== Collected data ==
▶
PR #3883, opened 2023-07-10
[BUG FIX] Fix counts [MER-2227]

darrensiegel:
This fixes the issues with the counts documented in https://eliterate.atlassian.net/browse/MER-2227

The counts of attempts never should have actually been the count of activity attempts, it should have simply been the count of the page (aka 'assessment') attempts. Tested this with an assessment that contains bank selections, works correctly. 

This also fixes a subtle error where the `get_activities` joined through to the ResourceAttempt on the revision id of the latest published revision.  This would lead to the dropping of results whenever this assessment gets revised, and has attempts tied to two (or more) different revisions.

### DIFF
--- a/lib/oli/delivery/metrics.ex
+++ b/lib/oli/delivery/metrics.ex
@@ -2,7 +2,6 @@ defmodule Oli.Delivery.Metrics do
   import Ecto.Query, warn: false
 
   alias Oli.Delivery.Attempts.Core.ResourceAttempt
-  alias Oli.Resources.Revision
   alias Oli.Delivery.Attempts.Core.ResourceAccess
   alias Oli.Repo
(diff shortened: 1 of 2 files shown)


nicocirio:
LGTM! 
I added a commit to match the attempts count (and other metrics) between the assessment table and the activities table (after the subtle change of criteria)

### Before

https://github.com/Simon-Initiative/oli-torus/assets/74839302/8a8662c7-6317-4062-a037-e63620dc76e9



### After

https://github.com/Simon-Initiative/oli-torus/assets/74839302/46766190-dce9-4f3b-a3d6-3abff27df2ad

nicocirio (approved):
◀
== What the exercise asks ==
From the first line of the data through the line with "I added a commit", quote each line exactly and add nothing else.

== Expected answer ==
PR #3883, opened 2023-07-10
[BUG FIX] Fix counts [MER-2227]

darrensiegel:
This fixes the issues with the counts documented in https://eliterate.atlassian.net/browse/MER-2227

The counts of attempts never should have actually been the count of activity attempts, it should have simply been the count of the page (aka 'assessment') attempts. Tested this with an assessment that contains bank selections, works correctly. 

This also fixes a subtle error where the `get_activities` joined through to the ResourceAttempt on the revision id of the latest published revision.  This would lead to the dropping of results whenever this assessment gets revised, and has attempts tied to two (or more) different revisions.

### DIFF
--- a/lib/oli/delivery/metrics.ex
+++ b/lib/oli/delivery/metrics.ex
@@ -2,7 +2,6 @@ defmodule Oli.Delivery.Metrics do
   import Ecto.Query, warn: false
 
   alias Oli.Delivery.Attempts.Core.ResourceAttempt
-  alias Oli.Resources.Revision
   alias Oli.Delivery.Attempts.Core.ResourceAccess
   alias Oli.Repo
(diff shortened: 1 of 2 files shown)


nicocirio:
LGTM! 
I added a commit to match the attempts count (and other metrics) between the assessment table and the activities table (after the subtle change of criteria)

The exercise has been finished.